There are articles all over the Internet suggesting that AI will likely overtake humans because of its superior intelligence. But as an Adjunct Lecturer teaching the next generation of our workforce, I see a very different, more troubling picture. In fact, I’m very, very concerned.
AI is not replacing people because it’s too smart – it is replacing them because too many (young) people are getting (very) lazy.
Struggles Cultivate Deep Thinking
We’ve entered an era where students and professionals alike can summon AI to write essays, generate code, answer technical questions, and even prepare reports with minimal input. I’m not even gonna lie about myself using ChatGPT to assist in writing this article – these tools are undeniably useful.
But instead of being used to deepen understanding or accelerate learning, AI tools are too often being used to bypass the thinking process altogether.
In my classes, I’ve noticed a sharp decline in students’ ability to reason through a problem. When presented with a coding exercise or a systems design question, many instinctively turn to ChatGPT or similar tools not as a partner, but as a crutch. They copy, paste, submit, and move on.
The troubling part isn’t the use of AI. I advocate for responsible use of tools. The problem is the mindset shift. Students no longer struggle with problems; they are outsourcing the struggle. And in doing so, they’re missing the critical phase where actual learning occurs.
A Systemic Problem
This habit of mental offloading isn’t just a student issue. It’s a consequence of how we design our assessments, our learning environments, and our expectations.
Many computer science courses today rely heavily on coursework and take-home assignments, which were great in the past – but today are easily completed with AI assistance. If we’re assessing output without scrutinising the process, we’re inviting this behaviour. We’re telling students: “We care that it’s done, not how you did it.”
So naturally, they’ll take the fastest (aheem, laziest) route!
Rethinking Assessment in the Age of AI
We need to rethink how we teach and assess in AI-enabled classrooms. Here are a few ideas that I believe must become mainstream, especially in coding and technical disciplines:
1 – Reverting to Closed-Book Assessments
We need to bring back exam-style assessments. Closed-book exams and practical coding tests can help differentiate between those who’ve genuinely understood material and those who’ve coasted on generated output.

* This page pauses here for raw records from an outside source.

PR #1003, opened 2025-09-10
WIP: Start work on integrating the new WordPress Abilities API

dkotter:
### Description of the Change

> [!NOTE]  
> Similar to #994, this is an early test of the new [WordPress Abilities API](https://github.com/WordPress/abilities-api) and things will likely change as that matures. Opening this PR both for discussion and as an example of how we may want to implement this.

This PR brings in the WordPress Abilities API as a new composer dependency and integrates that into the Title Generation and Image Generation Features. Within the existing base Feature class, if a Feature is enabled and configured, we hook into the new `abilities_api_init` hook to register any needed abilities. The thought is that each individual Feature will have their own `register_ability` method that will be called here.

I set this up in the Title Generation and Image Generation Features, registering the ability, adding a custom permission callback and adding a custom execution callback. All of this is structured very similarly to our existing custom REST endpoint that this Feature uses. I've then updated the front-end handling to use the new Abilities API endpoint instead of our custom endpoints, which required some slight changes to how the data is structured.

Points open to discussion:

- Should we stick with our custom REST endpoints or use the new Abilities endpoints? My opinion (and what I did here) was to use the new Abilities endpoints. Seems like if we're going to register something as an ability, might as well go all in
- If we use the new Abilities endpoints, should we remove the existing custom endpoints? I have not done that in this PR though I would suggest we do that (to avoid duplicate code), noting that could be seen as a breaking change
- Once this gets merged into Core (slated for WP 6.9) should we continue to bundle the package with ClassifAI or set our minimum WordPress version to 6.9?

Next steps:

- [ ] Determine if the approach in this PR is the best way to integrate the Abilities API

2 – Live Presentations and Walkthroughs
More emphasis should be placed on students explaining their thought process aloud – through live code reviews, technical walkthroughs, or project demos. If they can’t articulate why they chose a certain algorithm or how they structured your app, they probably didn’t understand it.

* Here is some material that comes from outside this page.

PR #1005, opened 2025-09-10
When requesting multiple results, increase the `temperature` parameter

### LINKED ISSUE #996: Consider modifying the "temperature" param when requesting multiple results

In the Title Generation Feature, we have an option to request multiple results. Behind the scenes, this sets a param, like `n`, and the LLM will respond with multiple results. But it uses the exact same prompt for all those results. This can end up producing very similar, if not the exact same set of results.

3 – Practice Testing and Distributed Practice
Rather than one or two big assignments, we need more frequent, lower-stakes practice tests spread out over time. This supports long-term retention and builds foundational understanding. Students should be repeatedly exposed to problems in slightly varied forms to encourage generalisation of concepts.

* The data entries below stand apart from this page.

PR #1010, opened 2025-09-15
WIP: Start work on integrating the new WordPress MCP Adapter

dkotter:
### Description of the Change

> [!NOTE]  
> This is branched from #1003 as the [WordPress MCP Adapter](https://github.com/WordPress/mcp-adapter) requires the Abilities API. And similar to that PR, this is an early test of adding MCP support to ClassifAI; opening this PR both for discussion and as an example of how we may want to implement this.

However, it is also important to bear in mind that this also places more workload on teachers.
4 – Focus on Problem Formulation
We should assess the ability to ask good questions, define the problem clearly, and justify trade-offs. These are skills AI tools are unable to do without human assistance, and are also skills that remain essential in professional engineering environments.
Laziness is Human Nature
AI encourages the human tendency to avoid the hard work of thinking. If we’re not careful, we’re going to raise a generation of engineers who can prompt tools but can’t think critically, debug effectively, or innovate independently.
The most valuable engineers, designers, and analysts in the future will not be those who blindly use AI, but those who know when to trust it, when to doubt it, and how to surpass it.